Which lines of the material hold the word "name"? Copy each one.

(Given data):
--------------------
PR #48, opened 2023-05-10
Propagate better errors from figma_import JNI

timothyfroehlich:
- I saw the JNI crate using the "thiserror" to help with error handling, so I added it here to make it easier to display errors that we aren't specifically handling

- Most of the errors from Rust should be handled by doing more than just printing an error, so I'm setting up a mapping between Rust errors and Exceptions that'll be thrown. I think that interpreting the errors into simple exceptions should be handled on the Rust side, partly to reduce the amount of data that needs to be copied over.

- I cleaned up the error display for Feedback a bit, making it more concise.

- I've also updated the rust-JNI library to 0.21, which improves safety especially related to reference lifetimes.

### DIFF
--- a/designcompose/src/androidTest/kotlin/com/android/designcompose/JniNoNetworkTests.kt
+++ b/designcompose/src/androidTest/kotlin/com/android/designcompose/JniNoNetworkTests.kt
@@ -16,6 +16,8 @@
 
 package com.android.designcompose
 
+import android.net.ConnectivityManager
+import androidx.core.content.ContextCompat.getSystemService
--------------------
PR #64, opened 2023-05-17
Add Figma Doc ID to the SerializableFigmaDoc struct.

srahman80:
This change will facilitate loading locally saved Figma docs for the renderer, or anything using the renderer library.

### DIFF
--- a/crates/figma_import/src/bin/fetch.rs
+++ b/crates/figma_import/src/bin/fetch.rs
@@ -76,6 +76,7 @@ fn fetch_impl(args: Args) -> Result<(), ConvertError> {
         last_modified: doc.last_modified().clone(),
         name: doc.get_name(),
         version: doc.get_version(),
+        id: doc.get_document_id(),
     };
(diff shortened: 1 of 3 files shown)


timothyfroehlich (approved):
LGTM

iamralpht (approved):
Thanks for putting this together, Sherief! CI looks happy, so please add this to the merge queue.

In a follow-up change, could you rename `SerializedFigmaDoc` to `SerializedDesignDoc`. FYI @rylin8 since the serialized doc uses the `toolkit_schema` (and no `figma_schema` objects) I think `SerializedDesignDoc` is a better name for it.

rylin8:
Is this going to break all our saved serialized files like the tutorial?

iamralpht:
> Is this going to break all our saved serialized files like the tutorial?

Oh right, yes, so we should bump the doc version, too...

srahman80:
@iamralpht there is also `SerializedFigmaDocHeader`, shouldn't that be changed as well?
--------------------
(Result for this task):
         name: doc.get_name(),
In a follow-up change, could you rename `SerializedFigmaDoc` to `SerializedDesignDoc`. FYI @rylin8 since the serialized doc uses the `toolkit_schema` (and no `figma_schema` objects) I think `SerializedDesignDoc` is a better name for it.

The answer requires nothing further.